WHAT YOU WILL DO -
An exact copy of every record is the expected answer.

RECORDS FOR THIS EXERCISE -

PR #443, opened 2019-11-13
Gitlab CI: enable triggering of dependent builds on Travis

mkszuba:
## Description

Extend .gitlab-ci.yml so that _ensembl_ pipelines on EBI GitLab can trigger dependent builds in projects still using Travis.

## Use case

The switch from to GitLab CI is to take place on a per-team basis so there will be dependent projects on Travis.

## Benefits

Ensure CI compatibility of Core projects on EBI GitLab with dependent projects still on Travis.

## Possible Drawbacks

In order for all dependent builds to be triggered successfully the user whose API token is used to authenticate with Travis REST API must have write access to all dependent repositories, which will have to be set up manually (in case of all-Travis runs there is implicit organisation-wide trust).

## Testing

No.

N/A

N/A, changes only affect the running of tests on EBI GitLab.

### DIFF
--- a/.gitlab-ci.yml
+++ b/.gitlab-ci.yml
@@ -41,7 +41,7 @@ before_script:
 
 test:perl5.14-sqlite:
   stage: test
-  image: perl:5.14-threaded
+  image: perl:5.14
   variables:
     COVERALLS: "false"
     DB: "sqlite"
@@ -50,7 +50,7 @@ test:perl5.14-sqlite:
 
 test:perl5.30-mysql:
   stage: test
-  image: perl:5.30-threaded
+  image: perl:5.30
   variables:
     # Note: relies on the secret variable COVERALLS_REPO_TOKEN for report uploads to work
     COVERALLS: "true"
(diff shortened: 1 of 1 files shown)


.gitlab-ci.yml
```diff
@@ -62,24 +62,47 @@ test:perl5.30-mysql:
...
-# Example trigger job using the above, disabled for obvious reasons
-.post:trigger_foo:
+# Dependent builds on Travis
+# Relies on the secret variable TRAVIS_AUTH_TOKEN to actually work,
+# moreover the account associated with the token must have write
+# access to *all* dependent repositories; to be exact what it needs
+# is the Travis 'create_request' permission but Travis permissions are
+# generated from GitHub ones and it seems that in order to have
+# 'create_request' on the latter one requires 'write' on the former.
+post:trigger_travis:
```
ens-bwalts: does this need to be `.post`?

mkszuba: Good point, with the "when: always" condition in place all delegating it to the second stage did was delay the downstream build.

WRITTEN RESPONSE -
PR #443, opened 2019-11-13
Gitlab CI: enable triggering of dependent builds on Travis

mkszuba:
## Description

Extend .gitlab-ci.yml so that _ensembl_ pipelines on EBI GitLab can trigger dependent builds in projects still using Travis.

## Use case

The switch from to GitLab CI is to take place on a per-team basis so there will be dependent projects on Travis.

## Benefits

Ensure CI compatibility of Core projects on EBI GitLab with dependent projects still on Travis.

## Possible Drawbacks

In order for all dependent builds to be triggered successfully the user whose API token is used to authenticate with Travis REST API must have write access to all dependent repositories, which will have to be set up manually (in case of all-Travis runs there is implicit organisation-wide trust).

## Testing

No.

N/A

N/A, changes only affect the running of tests on EBI GitLab.

### DIFF
--- a/.gitlab-ci.yml
+++ b/.gitlab-ci.yml
@@ -41,7 +41,7 @@ before_script:
 
 test:perl5.14-sqlite:
   stage: test
-  image: perl:5.14-threaded
+  image: perl:5.14
   variables:
     COVERALLS: "false"
     DB: "sqlite"
@@ -50,7 +50,7 @@ test:perl5.14-sqlite:
 
 test:perl5.30-mysql:
   stage: test
-  image: perl:5.30-threaded
+  image: perl:5.30
   variables:
     # Note: relies on the secret variable COVERALLS_REPO_TOKEN for report uploads to work
     COVERALLS: "true"
(diff shortened: 1 of 1 files shown)


.gitlab-ci.yml
```diff
@@ -62,24 +62,47 @@ test:perl5.30-mysql:
...
-# Example trigger job using the above, disabled for obvious reasons
-.post:trigger_foo:
+# Dependent builds on Travis
+# Relies on the secret variable TRAVIS_AUTH_TOKEN to actually work,
+# moreover the account associated with the token must have write
+# access to *all* dependent repositories; to be exact what it needs
+# is the Travis 'create_request' permission but Travis permissions are
+# generated from GitHub ones and it seems that in order to have
+# 'create_request' on the latter one requires 'write' on the former.
+post:trigger_travis:
```
ens-bwalts: does this need to be `.post`?

mkszuba: Good point, with the "when: always" condition in place all delegating it to the second stage did was delay the downstream build.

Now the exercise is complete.